[[ MATERIALS PROVIDED open ]]

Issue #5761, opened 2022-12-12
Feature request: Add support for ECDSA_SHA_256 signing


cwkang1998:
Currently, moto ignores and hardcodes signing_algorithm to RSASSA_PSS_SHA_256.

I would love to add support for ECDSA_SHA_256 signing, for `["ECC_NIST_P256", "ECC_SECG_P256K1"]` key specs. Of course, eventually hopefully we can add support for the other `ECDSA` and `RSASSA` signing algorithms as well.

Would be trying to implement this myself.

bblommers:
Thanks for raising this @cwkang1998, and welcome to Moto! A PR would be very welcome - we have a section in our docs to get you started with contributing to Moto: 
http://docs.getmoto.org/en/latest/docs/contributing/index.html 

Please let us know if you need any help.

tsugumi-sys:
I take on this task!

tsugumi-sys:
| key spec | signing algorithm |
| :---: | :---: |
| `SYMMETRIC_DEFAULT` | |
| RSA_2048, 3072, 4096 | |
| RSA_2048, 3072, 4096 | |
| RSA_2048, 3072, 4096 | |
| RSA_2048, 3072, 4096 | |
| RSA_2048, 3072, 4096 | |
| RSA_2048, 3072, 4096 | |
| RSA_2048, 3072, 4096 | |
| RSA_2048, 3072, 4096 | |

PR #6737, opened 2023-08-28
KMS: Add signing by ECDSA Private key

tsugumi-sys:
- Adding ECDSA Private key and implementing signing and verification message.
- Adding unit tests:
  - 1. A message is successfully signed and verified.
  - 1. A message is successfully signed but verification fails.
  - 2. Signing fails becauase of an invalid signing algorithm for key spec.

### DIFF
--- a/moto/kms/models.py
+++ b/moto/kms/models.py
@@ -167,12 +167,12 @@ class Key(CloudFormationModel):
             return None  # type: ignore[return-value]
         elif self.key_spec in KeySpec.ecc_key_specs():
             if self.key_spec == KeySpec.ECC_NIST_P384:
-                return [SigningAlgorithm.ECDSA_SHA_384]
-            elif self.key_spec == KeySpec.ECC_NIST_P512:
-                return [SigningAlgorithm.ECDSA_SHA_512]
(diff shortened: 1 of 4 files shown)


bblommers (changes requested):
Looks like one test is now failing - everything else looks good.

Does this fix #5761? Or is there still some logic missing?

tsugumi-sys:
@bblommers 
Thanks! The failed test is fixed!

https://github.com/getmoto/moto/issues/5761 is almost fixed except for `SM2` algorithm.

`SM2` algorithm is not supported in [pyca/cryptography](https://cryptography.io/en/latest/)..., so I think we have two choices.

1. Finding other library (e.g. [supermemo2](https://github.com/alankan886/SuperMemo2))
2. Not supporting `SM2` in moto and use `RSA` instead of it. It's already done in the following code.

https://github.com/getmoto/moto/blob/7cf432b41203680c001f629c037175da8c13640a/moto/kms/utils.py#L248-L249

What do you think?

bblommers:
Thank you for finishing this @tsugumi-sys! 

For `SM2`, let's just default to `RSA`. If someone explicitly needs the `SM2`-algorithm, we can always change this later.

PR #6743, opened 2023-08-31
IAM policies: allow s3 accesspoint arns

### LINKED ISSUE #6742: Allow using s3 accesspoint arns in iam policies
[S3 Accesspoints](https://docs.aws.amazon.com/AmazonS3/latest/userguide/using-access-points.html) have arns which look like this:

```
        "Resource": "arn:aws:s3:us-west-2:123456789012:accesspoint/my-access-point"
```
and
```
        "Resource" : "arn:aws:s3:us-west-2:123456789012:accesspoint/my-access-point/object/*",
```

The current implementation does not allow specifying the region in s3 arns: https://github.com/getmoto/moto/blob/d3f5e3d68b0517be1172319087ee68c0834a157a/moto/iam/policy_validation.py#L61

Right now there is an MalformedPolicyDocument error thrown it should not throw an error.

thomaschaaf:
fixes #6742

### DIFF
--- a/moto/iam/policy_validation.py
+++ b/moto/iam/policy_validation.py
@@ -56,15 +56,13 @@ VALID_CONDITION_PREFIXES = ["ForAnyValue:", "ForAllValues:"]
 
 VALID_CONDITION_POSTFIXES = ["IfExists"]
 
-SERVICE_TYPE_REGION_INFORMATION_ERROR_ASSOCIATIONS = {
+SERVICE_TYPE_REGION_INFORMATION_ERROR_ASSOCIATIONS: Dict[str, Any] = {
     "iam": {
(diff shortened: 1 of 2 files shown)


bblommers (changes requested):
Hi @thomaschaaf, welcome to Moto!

[[ MATERIALS PROVIDED closed ]]
[[ MATERIALS PROVIDED open ]]

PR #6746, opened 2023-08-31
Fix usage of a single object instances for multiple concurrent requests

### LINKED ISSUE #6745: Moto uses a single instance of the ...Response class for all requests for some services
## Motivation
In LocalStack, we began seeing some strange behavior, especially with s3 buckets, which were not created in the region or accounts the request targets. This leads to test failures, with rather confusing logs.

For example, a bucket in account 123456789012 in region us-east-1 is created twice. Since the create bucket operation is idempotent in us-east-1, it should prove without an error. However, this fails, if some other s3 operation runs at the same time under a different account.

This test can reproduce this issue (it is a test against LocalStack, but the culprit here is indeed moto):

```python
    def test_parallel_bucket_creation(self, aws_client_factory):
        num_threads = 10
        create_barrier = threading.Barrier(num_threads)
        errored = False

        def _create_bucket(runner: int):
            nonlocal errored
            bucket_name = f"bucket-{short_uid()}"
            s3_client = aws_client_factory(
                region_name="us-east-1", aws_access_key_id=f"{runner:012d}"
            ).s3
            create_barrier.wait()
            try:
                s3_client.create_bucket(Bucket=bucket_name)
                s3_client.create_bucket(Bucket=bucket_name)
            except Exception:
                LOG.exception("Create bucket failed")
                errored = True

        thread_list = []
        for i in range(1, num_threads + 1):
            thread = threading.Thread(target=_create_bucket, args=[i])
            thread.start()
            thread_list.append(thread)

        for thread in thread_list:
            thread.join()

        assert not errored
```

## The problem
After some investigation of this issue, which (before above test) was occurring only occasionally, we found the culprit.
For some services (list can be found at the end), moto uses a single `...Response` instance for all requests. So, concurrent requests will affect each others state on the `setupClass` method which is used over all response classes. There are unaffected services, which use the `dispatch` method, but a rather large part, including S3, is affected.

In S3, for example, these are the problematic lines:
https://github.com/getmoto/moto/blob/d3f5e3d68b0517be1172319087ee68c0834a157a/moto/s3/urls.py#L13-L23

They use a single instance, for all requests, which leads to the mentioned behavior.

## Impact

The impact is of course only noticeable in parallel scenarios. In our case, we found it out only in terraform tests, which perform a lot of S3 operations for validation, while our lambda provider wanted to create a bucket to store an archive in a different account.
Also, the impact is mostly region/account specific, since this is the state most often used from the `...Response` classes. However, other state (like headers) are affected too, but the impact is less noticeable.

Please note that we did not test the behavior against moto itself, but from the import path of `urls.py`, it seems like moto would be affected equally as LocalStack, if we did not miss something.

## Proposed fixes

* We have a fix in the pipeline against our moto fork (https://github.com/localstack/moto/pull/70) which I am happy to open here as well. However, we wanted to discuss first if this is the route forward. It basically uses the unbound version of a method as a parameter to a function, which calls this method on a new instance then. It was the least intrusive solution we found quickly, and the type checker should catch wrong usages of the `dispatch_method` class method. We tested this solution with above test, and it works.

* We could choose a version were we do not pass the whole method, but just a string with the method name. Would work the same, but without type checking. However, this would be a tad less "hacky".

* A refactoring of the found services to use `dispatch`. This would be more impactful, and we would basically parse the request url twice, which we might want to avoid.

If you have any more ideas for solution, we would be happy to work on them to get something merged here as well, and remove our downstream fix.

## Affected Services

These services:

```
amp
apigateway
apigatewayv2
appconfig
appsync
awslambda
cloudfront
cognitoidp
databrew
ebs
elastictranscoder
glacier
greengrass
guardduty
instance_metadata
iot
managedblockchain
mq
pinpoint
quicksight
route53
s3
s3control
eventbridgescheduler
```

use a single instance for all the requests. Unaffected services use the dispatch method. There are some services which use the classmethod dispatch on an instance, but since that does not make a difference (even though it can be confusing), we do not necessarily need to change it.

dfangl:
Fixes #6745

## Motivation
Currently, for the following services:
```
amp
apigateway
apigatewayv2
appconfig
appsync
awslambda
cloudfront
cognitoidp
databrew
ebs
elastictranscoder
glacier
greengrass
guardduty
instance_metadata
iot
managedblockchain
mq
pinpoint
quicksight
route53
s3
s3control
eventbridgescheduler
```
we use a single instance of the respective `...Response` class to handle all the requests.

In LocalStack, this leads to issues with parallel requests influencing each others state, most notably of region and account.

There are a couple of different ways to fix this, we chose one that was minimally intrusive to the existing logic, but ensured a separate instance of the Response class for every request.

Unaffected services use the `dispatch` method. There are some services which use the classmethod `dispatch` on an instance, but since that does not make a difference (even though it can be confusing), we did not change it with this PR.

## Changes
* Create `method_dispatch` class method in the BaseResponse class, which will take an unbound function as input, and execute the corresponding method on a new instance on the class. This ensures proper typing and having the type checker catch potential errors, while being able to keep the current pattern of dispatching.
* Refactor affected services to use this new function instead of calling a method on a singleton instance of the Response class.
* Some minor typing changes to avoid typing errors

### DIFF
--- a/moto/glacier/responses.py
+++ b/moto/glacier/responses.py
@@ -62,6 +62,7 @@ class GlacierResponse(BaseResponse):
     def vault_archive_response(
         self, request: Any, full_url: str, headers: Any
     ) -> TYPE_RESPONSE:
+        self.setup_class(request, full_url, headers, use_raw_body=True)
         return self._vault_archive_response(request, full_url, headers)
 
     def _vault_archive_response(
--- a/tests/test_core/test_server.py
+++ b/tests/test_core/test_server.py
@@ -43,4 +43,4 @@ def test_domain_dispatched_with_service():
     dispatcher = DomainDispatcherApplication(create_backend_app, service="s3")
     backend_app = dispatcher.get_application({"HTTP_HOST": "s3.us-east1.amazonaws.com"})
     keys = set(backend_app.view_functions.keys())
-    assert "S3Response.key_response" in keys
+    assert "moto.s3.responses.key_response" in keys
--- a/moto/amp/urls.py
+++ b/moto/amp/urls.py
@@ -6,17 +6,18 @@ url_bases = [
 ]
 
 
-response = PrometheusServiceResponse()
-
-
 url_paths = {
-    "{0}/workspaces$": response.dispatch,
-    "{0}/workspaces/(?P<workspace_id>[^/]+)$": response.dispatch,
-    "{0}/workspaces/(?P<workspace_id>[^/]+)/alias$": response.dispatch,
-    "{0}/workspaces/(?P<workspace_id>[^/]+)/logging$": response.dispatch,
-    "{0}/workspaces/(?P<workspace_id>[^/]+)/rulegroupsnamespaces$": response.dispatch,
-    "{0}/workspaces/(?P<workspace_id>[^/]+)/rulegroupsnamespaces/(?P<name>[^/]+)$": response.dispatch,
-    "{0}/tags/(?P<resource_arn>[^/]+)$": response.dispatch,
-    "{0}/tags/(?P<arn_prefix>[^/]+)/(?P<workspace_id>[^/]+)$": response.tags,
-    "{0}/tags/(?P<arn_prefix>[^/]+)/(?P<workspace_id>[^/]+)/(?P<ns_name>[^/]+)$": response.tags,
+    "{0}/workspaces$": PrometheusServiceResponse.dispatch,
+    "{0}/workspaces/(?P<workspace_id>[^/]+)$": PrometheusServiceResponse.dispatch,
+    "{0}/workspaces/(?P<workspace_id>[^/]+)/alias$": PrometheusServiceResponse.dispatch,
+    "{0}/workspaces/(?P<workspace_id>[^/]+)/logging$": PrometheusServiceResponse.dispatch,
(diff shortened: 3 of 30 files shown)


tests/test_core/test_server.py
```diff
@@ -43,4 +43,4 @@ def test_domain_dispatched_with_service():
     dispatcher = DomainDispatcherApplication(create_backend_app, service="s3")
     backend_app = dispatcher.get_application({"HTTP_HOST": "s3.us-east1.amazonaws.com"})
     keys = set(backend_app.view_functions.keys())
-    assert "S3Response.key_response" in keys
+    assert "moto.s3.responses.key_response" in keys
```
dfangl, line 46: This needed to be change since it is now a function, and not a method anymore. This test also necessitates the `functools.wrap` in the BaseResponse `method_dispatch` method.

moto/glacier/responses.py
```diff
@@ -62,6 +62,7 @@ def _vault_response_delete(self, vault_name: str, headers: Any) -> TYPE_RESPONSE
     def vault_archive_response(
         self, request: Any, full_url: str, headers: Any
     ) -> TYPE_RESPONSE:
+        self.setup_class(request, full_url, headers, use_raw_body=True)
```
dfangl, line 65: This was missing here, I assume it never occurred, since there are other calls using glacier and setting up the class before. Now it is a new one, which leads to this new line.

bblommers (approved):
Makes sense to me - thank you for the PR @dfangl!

[[ MATERIALS PROVIDED closed ]]

• _EXERCISE_
Please copy all lines of the listing in which the string "Adding" occurs.

• _TASK ANSWER_
- Adding ECDSA Private key and implementing signing and verification message.
- Adding unit tests:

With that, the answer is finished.